Dr. Svitlana Antonyuk
I am a Lise Meitner Senior Postdoctoral Researcher at the Institut für Slawistik and Institut für Germanistik at the University of Graz, employed as a Principal Investigator in the Austrian Science Fund (FWF) project M 3361-G "Deriving Dicourse Configurationality of (East) Slavic", hosted by Prof. Onea of the Institut für Germanistik.
About the project:
One of the most easily observable ways in which human languages differ from each other is their word order, or the order in which a sentence’s subject, object, verb and other syntactic constituents are arranged relative to each other. Identifying the principles underlying such cross-linguistic differences is one of the tasks of modern linguistics. Another is to explain the relation between observed word orders of a language and the semantics they express. “Free” word order languages such as Ukrainian and Russian, in which permutation of syntactic constituents within a sentence is extremely common, along with other Slavic languages belong to the group of so-called Discourse Configurational Languages. These are languages where permutations in word order bring about changes in the sentence’s information packaging, encoding such notions as topicality, givenness, specificity or presuppositionality.
A curious challenge for linguistic theory is linked to the well-known empirical observation that such changes in word order, despite being important for encoding information structure-relevant notions, are nevertheless optional, i.e., the same semantics can be expressed without permuting the word order of a sentence. This latter property, known as the optionality of syntactic movement, which has been especially difficult to capture in formal linguistic frameworks, is the focus of the present project, which hypothesizes several reasons for such optionality.
We hypothesize that for various word orders in Ukrainian and Russian, which we concentrate on, there is an additional means of signaling the same information structural notions, namely prosody, or intonation. In other words, if this hypothesis is correct, there may not be true optionality of syntactic movement to speak of, there is only a choice for the speaker regarding how to encode the intended semantics, via syntactic means (permutation of word order), or via prosodic means (adjustment of prosody).
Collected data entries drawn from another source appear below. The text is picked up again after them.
PR #6192, opened 2026-03-05
🐛 fix entity selector sort column after switching mdims

sophiamersmann:
Resolves https://github.com/owid/owid-grapher/issues/5242

Example: http://staging-site-fix-mdim-entity-selector-sor/grapher/religious-composition?tab=discrete-bar&time=latest&religion=jews&indicator=share (switch between the religions)

### DIFF
--- a/packages/@ourworldindata/grapher/src/entitySelector/EntitySelector.tsx
+++ b/packages/@ourworldindata/grapher/src/entitySelector/EntitySelector.tsx
@@ -4,6 +4,7 @@ import { observer } from "mobx-react"
 import {
     computed,
     action,
+    comparer,
     reaction,
     when,
     IReactionDisposer,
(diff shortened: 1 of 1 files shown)


packages/@ourworldindata/grapher/src/entitySelector/EntitySelector.tsx
```diff
@@ -247,8 +248,12 @@ export class EntitySelector extends React.Component<EntitySelectorProps> {
         // we need to change the sort config accordingly
         this.disposers.push(
             reaction(
-                () => this.sortOptions,
-                () => this.updateSortConfigIfOptionHasBecomeUnavailable()
+                () => ({
+                    slugs: this.sortOptions.map((option) => option.slug),
+                    isReady: this.manager.isReady,
```
sophiamersmann, line 253: Previously, if `isReady` was false, `updateSortConfigIfOptionHasBecomeUnavailable` was called, but it was a no-op and then wasn’t called again.

An alternative would be to make `sortOptions` depend on `isReady`, for example by returning no options when it isn’t ready, but then the dropdown briefly disappears when switching views, which feels a bit jumpy.

PR #6905, opened 2026-08-05
✨🤖 compare two time points with "vs." instead of a range

sophiamersmann:
> _Written by Claude Sonnet 5 — @sophiamersmann at the wheel._

## Context

Chart titles annotate the time period shown, e.g. "GDP, 1990 to 2020". But some chart types don't show a period — they show two snapshots side by side and let you compare them: a faceted map plots 1990 and 2020 as separate panels, a dumbbell chart draws two dots, a slope chart draws two endpoints. For those, "1990 to 2020" reads as a span even though nothing in between is actually shown.

This adds `formatTimeComparison()` next to the existing `formatTimeRange()` on `CoreColumn`, and uses it for:

- the chart title's time annotation, for faceted maps, dumbbell charts, and slope charts (outside relative mode, where "Change in X, 1990 to 2020" already reads as a period, not a comparison)
- the matching tooltips (map, scatter with a time override, dumbbell, slope), so hovering agrees with the title

Relative slope charts, connected/time scatters, and everything else that genuinely shows a range keep "to".

## Screenshots

_(add before/after of a faceted map title and tooltip)_

## Testing guidance

- Facet a map (pull the timeline handles apart on the map tab) — the title and tooltip should read "1990 vs. 2020"
- Open a dumbbell or slope chart with the handles apart — same wording; switch a slope chart to relative mode and it should go back to "1990 to 2020"
- Open a scatter plot comparing the same variable across two times (x vs. y) — title and tooltip should read "1990 vs. 2020"
- Check line, stacked, and non-time-override scatter charts are unaffected

## Note for reviewer

Not yet reflected in `owid-grapher-svgs`. Running `make svgtest.full` will show diffs on faceted maps, the `tab=slope` grapher-views, and a handful of slope-default thumbnails/mdims — all just the time-annotation wording.

### DIFF
--- a/packages/@ourworldindata/core-table/src/CoreTableColumns.test.ts
+++ b/packages/@ourworldindata/core-table/src/CoreTableColumns.test.ts
@@ -47,6 +47,14 @@ describe(ColumnTypeNames.Quarter, () => {
             col.formatTimeRange(day("2025-02-15"), day("2026-11-20"))
         ).toEqual("Jan 2025 to Dec 2026")
     })
+
+    it("formats a comparison as the two quarters themselves", () => {
+        const day = (iso: string): number =>
+            convertDateToDaysSinceEpoch(dayjs.utc(iso))
+        expect(
+            col.formatTimeComparison(day("2025-02-15"), day("2026-11-20"))
+        ).toEqual("Q1 2025 vs. Q4 2026")
+    })
 })
 
 describe(ColumnTypeNames.Decade, () => {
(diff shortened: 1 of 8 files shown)


sophiamersmann:
* **#6905** <a href="https://app.graphite.com/github/pr/owid/owid-grapher/6905?utm_source=stack-comment-icon" target="_blank">Graphite</a> 👈 <a href="https://app.graphite.com/github/pr/owid/owid-grapher/6905?utm_source=stack-comment-view-in-graphite" target="_blank">(View in Graphite)</a>
* `master`


<h2></h2>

That this hypothesis may be correct is suggested by recent work on Ukrainian Object Shift, a syntactic operation that obligatorily encodes partitivity/specificity semantics for the shifted object, where prosodic encoding is shown to function as an alternative to the syntactic operation of Object Shift. Another hypothesis that could account for at least some of the empirical data is that syntactic labels such as SVO, SOV, OVS, VSO (which are used to mark different relative ordering of Subject, Object and Verb as the main sentence constituents) are non-unique identifiers, meaning that behind each label there could be multiple or at least non-unique mappings of syntactic structure to prosodic contour and information structure. Finally, we hypothesize that two syntactic operations, Argument Inversion and Object Shift, identified through earlier work, constitute the syntactic core of the permuted word orders in question, thus to a large extent accounting for the greater flexibility of word order in these and other discourse configurational Slavic languages that set them apart from fixed word order languages such as English.
The findings of the project are expected to have important implications not only for the rest of the Slavic language family, but also for languages with the more restricted freedom of word order permutations, by improving our understanding of the mechanisms underpinning word order permutability and their restrictions.